Issue #2628, opened 2015-01-30
[RFC] Version numbers in view/lib/ on folders


rarila:
After this came up by @cdowdy in #2599 and some refactoring I did in Gruntfile.js came up with the idea of removing the versions from the folders and instead adding a ``Versions.md``. in ``view/lib/`` that lists the version numbers of all libs. That would still make it easy to compare if there are new versions and make it easier – although that was only a search/replace – to update. Just edit the version number one time.

As additional sugar we could add links there to the source of the libs that would even more ease the process. Also we could add some info there how update and if there's something special to care of.

Anyone against that approach?

GawainLynch:
:+1:  from me.

Wondering if we shouldn't do the same with licences of said libraries.

bobdenotter:
Yes, please remove the version numbers from the folders! :100:

cdowdy:
this is also why I [mentioned earlier](https://github.com/bolt/bolt/issues/2585#issuecomment-71571454) using a package manager like [Bower](http://bower.io/) or the others.  

As a dev you'd just have to have bower installed. Seeing as how you already use grunt this shouldn't be a big issue. To update you'd just ```bower update``` then compile your scripts. All license info is still in the folder, version numbers in a json file or in your bower json file for all bower components and not on a folder or file name.   

I've started a branch few days ago [here](https://github.com/cdowdy/bolt/blob/convert-to-bower/app/view/bower.json) with bower if you'd like to possibly see how it may look.

rarila:
@cdowdy I have some other changes in the pipeline and will do them first. Then we could have a look at it.

But we would have to be careful and have to check, if there were no changes made to the code and then the risk is higher, that some changes may break things. And then there's stuff like CKEditor, where we use a customized version.

Do we need this extra file or could we just use [package.json](https://github.com/cdowdy/bolt/blob/convert-to-bower/app/view/package.json) as it is done with moment.js there?

cdowdy:
I did a quick (read extremely dirty ) dif against the files I placed into bower that I linked above. For instance I didn't include jquery hotkeys because that is a customized version. I also tried to include the current version used in Bolt and lock it to that version. Most of these in the bower json pull from their associated github   

Bower uses a bower.json to "hold" the dependencies. We could use the same package.json if you were to install those dependencies through NPM.  Instead of using ```bower install <package-name``` you'd just install like we currently do for a grunt plugin ```npm install <package-name> ```  . I don't know if many of these are available through npm though.     

[...]

PR #2697, opened 2015-02-03
converting front-end JS to bower

cdowdy:
related to: https://github.com/bolt/bolt/issues/2628  

created  
* ```.bowerrc``` file to tell where to install bower components.   
* ```bower.json``` for bower dependencies  
* updated ```lib.js``` with new bower included files  

I've deliberately only added a few files to keep possibly breakage at a mininmum. I diffed these and they weren't custom versions.  

```bootbox.js ```, ```jquery-cookie```, ```jquery.formatDateTime``` and tagcloud are all "locked" to their current version used in bolt inside bower.json.  

This will need to be thoroughly checked before commited :(. Is it more suited toward the canary branch?


bobdenotter:
Sweet! 

> app/view/lib/tmp/bower-assets.js

Should that file be committed to git?

cdowdy:
> Should that file be committed to git?

I have that there just to mirror the other files in ```lib```.  It doesn't need to be there since its included into lib.min.js. I committed it just in case anyone came across and wondered "where the hades is magnific coming from" since bower_components isn't committed.  

in short no it doesn't need to be committed really haha

rarila:
I would either put ignore the tmp folder or run a delete target on it after run. But I think the whole process can streamlined a bit anyway probably by minify everything and get a sourcemap for free without the need for a tmp file at all. Will eventually have a look into it after merge.

bobdenotter:
In that case.. Merging in, and we'll finetune as we go along. Thanks again, @cdowdy

PR #2700, opened 2015-02-04
Cleanup Routing Controller

CarsonF:
- No more statics
- I think config parsing is easier to follow
- Moved two methods from Storage to Routing (10d2296)


bobdenotter:
Sweet. :-)

PR #2701, opened 2015-02-04
flashbag messages

CarsonF:


bobdenotter:
Also sweet. We might have to take a good look if it turns out that this change will flood users with notices, though. But, we'll see that when we get there.

PR #2702, opened 2015-02-04
Translation Service Provider updates

CarsonF:


bobdenotter:
Whoop!

GawainLynch:
This breaks front end:

```
Whoops \ Exception \ ErrorException (E_WARNING) 
is_dir() expects parameter 1 to be a valid path, array given

src/Provider/TranslationServiceProvider.php::49
```

PR #2703, opened 2015-02-04
fixes issue using file manager over https

glasspelican:
attempts to redirect user to http when using some links over https


bobdenotter:
Good catch! Thanks!

PR #2705, opened 2015-02-04
Translation Service Provider updates #2

CarsonF:


GawainLynch:
The statics were one of the big concerns for @rossriley as well.

CarsonF:
Yeah I saw that on IRC. I'm not the biggest fan either but I wanted to make the logic publicly available. This was the easiest spot to do that. We could extend the translator and add a method for this but that was deeper than I wanted to go.

For the record, I just removed a bunch of statics in #2700. Surely this makes up for the two I've added :)

GawainLynch:
Yeah, while I did add a lot of statics via `Bolt\Library`, that was very much a temporary work around until we found a better solution to them.

I'll let @rossriley chime in though.

CarsonF:
Soooo. merge? :8ball:

GawainLynch:
This has a "no" from @rossriley last time he commented on IRC.

GawainLynch:
…only on the static from memory.

CarsonF:
Ok I'll change the static to non-static. Which means you'll have to create the object just to call that method, which is stupid.

GawainLynch:
Consensus reached! :+1:

PR #3133, opened 2015-03-14
Remove "frontend permission checks". Fixes #3087

### LINKED ISSUE #3087: [RFC] Let's remove the "frontend" permission.
This one: https://github.com/bolt/bolt/blob/master/app/config/permissions.yml.dist#L149

```
# - frontend: allows front-end access to records (note that this requires the
#             'frontend_permission_checks' global configuration setting, for
#             backwards-compatibility reasons as well as performance)
```

Why? Because:

- It's confusing. See #3079
- It's broken (or at least counter-intuitive).
- Imho it clashes with points 4 and 5 of our manifesto.

bobdenotter:


GawainLynch:
:fire: :fire: :fire: :fire: :fire: :fire: :fire: :fire: :fire:

PR #3134, opened 2015-03-14
Add an option to delete a record, when editing it. Fixes #3115

### LINKED ISSUE #3115: There's no way to *delete* a record while you're editing it. Only from the overview page.
I feel there should be an option to delete a page while on the "edit record" screen.

bobdenotter:


GawainLynch:
:traffic_light:

PR #3138, opened 2015-03-15
Backporting WatchChanges to Bolt 2.1.x

bobdenotter:


bobdenotter:
This almost works, except for the ckedit fields, and I don't know why. 

If i add console.log, like this: 

```javascript
               if ($(this).data('watch') !== val) {
                    changes++;
                    console.log("change before: ", $(this).data('watch'));
                    console.log("change after : ", val);
                }
```

I get output like this, but only _after_ i save the page first, and then try to navigate away. 

screenshot 2015-03-15 11 38 08

@rarila Halp! :-)

bobdenotter:
It's because in 'before' the indentation is 'spaces' and after the indentation is 'tabs'. :-/

bobdenotter:
Should be good to go now!

GawainLynch:
Yay! This is driving me nuts at the moment on 2.1.x!

rarila:
The whitespace replacement should only be done on CKEditor fields, easily detectable with code like this snippet from validation (the ``hasClass()`` part should do):
```js
isCkeditor = field.nodeName === 'TEXTAREA' && $(field).hasClass('ckeditor');
```

bobdenotter:
We only use it for fingerprinting, so it doesn't really matter that it's applied to all fields, right? 

The only thing is now, that if you add a 'space' to a title, the warning doesn't pop up. I can live with that. :-)

rarila:
The OCD is weak with this one!

PR #3142, opened 2015-03-15
Make the sanitisation of markdown fields configurable. Fixes #2992

### LINKED ISSUE #2992: Output raw HTML in Markdown
I am using markdown as my text field, but want the ability to output raw HTML and have it not be stripped. For example, let's say I have a little tutorial going on, and then I want to output some inline SVG and some custom styles in a style tag, it seems that markdown completely ignores the inline svg code, and actually outputs the styles as text on the screen.

Is this something to do with Parsedown itself? Is there any way I can alter this?

In particular, I'm looking at this part of the Parsedown documentation, where they run some tests on "block level html":

http://parsedown.org/tests/block-level_html/

The tests on their site give me the desired results, but the way Bolt outputs it doesn't satisfy those tests.

bobdenotter:


src/Content.php
```diff
@@ -678,12 +678,18 @@ public function getDecodedValue($name)
                     // Parse the field as Markdown, return HTML
                     $value = \ParsedownExtra::instance()->text($value);
 
+                    $config = $this->app['config']->get('general/htmlcleaner');
+                    $allowed_tags = !empty($config['allowed_tags']) ? $config['allowed_tags'] :
```
GawainLynch: Might be safer to set the defaults for those in [`Config::getDefaults()`](https://github.com/bolt/bolt/blob/master/src/Config.php#L7350) in case someone updates one set, but forgets the other

bobdenotter: Nah, won't work. 

The way our stupid getdefaults works with regard to merging, prevents this.. For example, if i set in config:

```
htmlcleaner:
  allowed_tags: [ x, y, z] 
```

And the default is `a, b, c, d, e, f`, you would end up with `x, y, z, d, e, f`. Not what somebody would want. 

(this had me puzzled for a while, because i didn't understand why this was happening ;-) )

PR #3143, opened 2015-03-15
Test improvements

GawainLynch:
Follow up to #3131

**Codeception**
* Clean up class implemented
* Installs a local extension that catches Storage events and tests results
* Cleaned up some and added more tests
* Running against Nginx & FastCGI
* HHVM runs against HVVM FastCGI

**PHPUnit**
* HHVM errors reduced


bobdenotter:
Whooop!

---

Copy out every line from the material above where the string "tests" turns up.

In particular, I'm looking at this part of the Parsedown documentation, where they run some tests on "block level html":
http://parsedown.org/tests/block-level_html/
The tests on their site give me the desired results, but the way Bolt outputs it doesn't satisfy those tests.
* Installs a local extension that catches Storage events and tests results
* Cleaned up some and added more tests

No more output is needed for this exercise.